[Input for this task]
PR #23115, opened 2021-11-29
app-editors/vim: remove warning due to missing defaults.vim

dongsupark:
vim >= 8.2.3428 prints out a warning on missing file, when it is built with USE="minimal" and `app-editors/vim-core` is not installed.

==

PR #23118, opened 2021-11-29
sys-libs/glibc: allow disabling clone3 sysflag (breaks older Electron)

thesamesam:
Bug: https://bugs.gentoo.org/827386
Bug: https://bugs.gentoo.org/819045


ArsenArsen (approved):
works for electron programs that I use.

---

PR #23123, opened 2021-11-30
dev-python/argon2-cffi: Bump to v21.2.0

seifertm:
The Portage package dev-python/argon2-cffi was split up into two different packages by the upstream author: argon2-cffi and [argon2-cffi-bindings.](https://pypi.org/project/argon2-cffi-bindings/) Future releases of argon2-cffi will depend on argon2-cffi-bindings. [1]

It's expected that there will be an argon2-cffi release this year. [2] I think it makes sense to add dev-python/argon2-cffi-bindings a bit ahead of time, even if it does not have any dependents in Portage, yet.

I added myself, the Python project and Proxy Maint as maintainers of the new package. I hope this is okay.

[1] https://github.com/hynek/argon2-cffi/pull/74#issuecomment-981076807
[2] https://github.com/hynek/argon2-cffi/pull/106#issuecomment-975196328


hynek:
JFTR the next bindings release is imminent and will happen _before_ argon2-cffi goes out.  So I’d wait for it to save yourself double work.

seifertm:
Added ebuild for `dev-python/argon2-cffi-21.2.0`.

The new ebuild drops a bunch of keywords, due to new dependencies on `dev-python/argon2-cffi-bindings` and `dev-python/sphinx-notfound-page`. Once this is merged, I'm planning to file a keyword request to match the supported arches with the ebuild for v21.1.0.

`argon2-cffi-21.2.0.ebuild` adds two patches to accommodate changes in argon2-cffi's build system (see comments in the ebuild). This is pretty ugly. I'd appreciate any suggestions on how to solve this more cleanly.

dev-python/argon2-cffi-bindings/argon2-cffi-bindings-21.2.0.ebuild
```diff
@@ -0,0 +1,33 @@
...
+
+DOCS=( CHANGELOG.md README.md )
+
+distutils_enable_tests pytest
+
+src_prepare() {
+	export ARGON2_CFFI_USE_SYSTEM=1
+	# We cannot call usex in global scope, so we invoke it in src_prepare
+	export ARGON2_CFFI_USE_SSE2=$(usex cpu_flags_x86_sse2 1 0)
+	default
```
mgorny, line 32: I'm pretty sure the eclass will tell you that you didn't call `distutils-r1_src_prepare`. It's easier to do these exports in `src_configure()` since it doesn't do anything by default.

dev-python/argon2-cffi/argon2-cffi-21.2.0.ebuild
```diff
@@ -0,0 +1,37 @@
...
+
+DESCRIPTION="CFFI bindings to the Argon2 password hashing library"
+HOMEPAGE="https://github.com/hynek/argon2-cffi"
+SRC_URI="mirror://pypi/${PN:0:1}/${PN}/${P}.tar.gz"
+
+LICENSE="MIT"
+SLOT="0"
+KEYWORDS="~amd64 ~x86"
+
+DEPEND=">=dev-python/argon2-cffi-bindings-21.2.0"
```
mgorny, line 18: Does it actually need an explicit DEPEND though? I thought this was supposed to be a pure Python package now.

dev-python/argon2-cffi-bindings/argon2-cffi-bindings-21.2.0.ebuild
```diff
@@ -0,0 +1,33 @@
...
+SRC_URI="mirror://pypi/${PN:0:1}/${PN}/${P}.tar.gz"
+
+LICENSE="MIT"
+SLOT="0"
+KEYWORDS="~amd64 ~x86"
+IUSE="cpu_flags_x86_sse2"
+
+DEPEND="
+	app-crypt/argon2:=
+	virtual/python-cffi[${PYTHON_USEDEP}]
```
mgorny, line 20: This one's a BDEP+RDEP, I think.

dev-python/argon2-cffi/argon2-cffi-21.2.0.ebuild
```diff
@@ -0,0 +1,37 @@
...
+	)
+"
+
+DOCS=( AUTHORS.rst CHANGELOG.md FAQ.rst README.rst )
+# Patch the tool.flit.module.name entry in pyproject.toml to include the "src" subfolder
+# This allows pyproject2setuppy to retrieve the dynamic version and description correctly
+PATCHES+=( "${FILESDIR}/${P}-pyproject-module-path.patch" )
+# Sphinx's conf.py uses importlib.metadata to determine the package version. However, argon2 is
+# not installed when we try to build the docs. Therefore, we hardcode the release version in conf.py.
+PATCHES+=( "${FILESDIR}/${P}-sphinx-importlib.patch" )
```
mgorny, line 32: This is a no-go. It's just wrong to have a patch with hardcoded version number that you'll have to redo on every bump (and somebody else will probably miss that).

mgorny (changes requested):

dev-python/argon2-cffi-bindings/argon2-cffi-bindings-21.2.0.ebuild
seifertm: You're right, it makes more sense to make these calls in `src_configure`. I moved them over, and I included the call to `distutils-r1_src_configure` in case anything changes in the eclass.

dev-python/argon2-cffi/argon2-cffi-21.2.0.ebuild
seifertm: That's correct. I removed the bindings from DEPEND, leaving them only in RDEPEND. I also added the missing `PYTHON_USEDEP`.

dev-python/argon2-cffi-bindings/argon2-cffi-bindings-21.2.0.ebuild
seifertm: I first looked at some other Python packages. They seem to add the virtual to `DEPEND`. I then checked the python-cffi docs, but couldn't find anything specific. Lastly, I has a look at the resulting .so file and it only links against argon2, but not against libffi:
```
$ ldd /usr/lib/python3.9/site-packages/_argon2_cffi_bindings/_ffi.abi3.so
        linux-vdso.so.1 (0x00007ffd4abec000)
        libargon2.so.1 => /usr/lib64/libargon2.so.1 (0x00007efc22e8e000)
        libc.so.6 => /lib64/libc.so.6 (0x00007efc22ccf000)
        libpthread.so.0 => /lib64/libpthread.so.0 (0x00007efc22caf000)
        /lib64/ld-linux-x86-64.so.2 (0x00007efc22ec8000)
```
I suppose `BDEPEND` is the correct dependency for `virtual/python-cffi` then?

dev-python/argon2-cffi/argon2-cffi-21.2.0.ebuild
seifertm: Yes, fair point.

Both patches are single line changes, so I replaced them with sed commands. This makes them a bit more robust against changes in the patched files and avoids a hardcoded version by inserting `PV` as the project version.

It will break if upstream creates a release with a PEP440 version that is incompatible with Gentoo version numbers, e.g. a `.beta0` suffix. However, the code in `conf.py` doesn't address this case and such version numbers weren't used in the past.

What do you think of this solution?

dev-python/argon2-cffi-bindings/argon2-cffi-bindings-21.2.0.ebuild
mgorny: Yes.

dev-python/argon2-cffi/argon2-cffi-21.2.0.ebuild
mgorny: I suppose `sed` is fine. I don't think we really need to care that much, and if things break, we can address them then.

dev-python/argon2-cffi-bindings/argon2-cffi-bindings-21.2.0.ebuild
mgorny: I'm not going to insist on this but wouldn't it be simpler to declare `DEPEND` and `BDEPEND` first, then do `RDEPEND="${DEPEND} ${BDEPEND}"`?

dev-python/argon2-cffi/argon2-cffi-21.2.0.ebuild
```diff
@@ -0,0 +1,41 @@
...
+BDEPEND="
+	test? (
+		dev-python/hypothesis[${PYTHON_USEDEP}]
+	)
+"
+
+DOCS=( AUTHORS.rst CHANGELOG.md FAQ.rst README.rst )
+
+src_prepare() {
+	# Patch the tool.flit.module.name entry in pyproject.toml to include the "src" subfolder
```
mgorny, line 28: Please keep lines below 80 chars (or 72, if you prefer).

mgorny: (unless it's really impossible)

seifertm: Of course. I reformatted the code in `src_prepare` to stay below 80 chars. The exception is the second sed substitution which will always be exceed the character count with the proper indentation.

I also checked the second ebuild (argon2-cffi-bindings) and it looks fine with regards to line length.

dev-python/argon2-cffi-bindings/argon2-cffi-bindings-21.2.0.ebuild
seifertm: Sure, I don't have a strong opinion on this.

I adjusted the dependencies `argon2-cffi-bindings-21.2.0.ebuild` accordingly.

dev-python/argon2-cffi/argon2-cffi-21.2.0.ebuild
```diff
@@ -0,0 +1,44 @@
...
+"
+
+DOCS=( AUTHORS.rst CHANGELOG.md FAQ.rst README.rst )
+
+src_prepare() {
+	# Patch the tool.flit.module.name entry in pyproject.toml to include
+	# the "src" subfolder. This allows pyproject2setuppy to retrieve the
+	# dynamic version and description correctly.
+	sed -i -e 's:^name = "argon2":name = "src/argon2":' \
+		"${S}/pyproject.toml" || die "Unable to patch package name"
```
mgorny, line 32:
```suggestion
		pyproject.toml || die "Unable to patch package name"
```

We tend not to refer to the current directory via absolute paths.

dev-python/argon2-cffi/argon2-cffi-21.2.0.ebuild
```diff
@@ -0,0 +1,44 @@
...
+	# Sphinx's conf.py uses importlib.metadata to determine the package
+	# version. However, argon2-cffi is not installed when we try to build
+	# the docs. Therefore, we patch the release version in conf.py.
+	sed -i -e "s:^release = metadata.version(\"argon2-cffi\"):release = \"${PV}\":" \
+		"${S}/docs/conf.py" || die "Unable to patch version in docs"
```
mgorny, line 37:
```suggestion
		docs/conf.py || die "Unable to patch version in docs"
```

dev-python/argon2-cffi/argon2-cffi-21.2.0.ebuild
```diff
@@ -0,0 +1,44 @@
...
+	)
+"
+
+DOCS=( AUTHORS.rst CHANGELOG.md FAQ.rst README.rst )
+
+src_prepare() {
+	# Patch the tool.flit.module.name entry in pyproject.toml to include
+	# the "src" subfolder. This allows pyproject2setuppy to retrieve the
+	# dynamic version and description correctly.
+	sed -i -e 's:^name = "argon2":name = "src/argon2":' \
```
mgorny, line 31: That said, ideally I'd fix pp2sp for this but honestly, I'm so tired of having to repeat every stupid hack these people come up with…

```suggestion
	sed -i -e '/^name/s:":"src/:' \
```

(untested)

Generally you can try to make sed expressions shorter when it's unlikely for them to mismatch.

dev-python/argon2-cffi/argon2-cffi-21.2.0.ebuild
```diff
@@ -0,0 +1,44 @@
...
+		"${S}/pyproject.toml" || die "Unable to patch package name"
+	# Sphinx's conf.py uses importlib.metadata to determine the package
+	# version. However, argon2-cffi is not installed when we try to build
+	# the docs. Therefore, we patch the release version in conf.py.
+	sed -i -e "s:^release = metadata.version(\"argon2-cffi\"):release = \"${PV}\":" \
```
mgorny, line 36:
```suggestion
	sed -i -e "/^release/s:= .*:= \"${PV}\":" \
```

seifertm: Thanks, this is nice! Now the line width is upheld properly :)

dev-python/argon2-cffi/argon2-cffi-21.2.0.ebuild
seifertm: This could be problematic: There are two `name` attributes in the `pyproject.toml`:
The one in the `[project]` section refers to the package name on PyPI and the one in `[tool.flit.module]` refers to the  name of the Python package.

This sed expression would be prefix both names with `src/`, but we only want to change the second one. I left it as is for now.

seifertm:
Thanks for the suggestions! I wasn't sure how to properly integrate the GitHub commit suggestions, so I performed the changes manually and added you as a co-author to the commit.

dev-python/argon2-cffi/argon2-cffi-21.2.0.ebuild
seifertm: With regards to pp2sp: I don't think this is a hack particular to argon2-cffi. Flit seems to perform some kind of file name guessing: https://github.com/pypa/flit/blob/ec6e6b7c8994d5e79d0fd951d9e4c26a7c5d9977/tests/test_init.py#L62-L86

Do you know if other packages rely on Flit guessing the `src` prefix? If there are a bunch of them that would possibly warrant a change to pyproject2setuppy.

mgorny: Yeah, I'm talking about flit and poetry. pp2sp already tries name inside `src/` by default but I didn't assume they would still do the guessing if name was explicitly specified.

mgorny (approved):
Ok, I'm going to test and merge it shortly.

[How to complete this task] Across the records above, show each line containing the word "first".

[Solution to this task]
seifertm: I first looked at some other Python packages. They seem to add the virtual to `DEPEND`. I then checked the python-cffi docs, but couldn't find anything specific. Lastly, I has a look at the resulting .so file and it only links against argon2, but not against libffi:
mgorny: I'm not going to insist on this but wouldn't it be simpler to declare `DEPEND` and `BDEPEND` first, then do `RDEPEND="${DEPEND} ${BDEPEND}"`?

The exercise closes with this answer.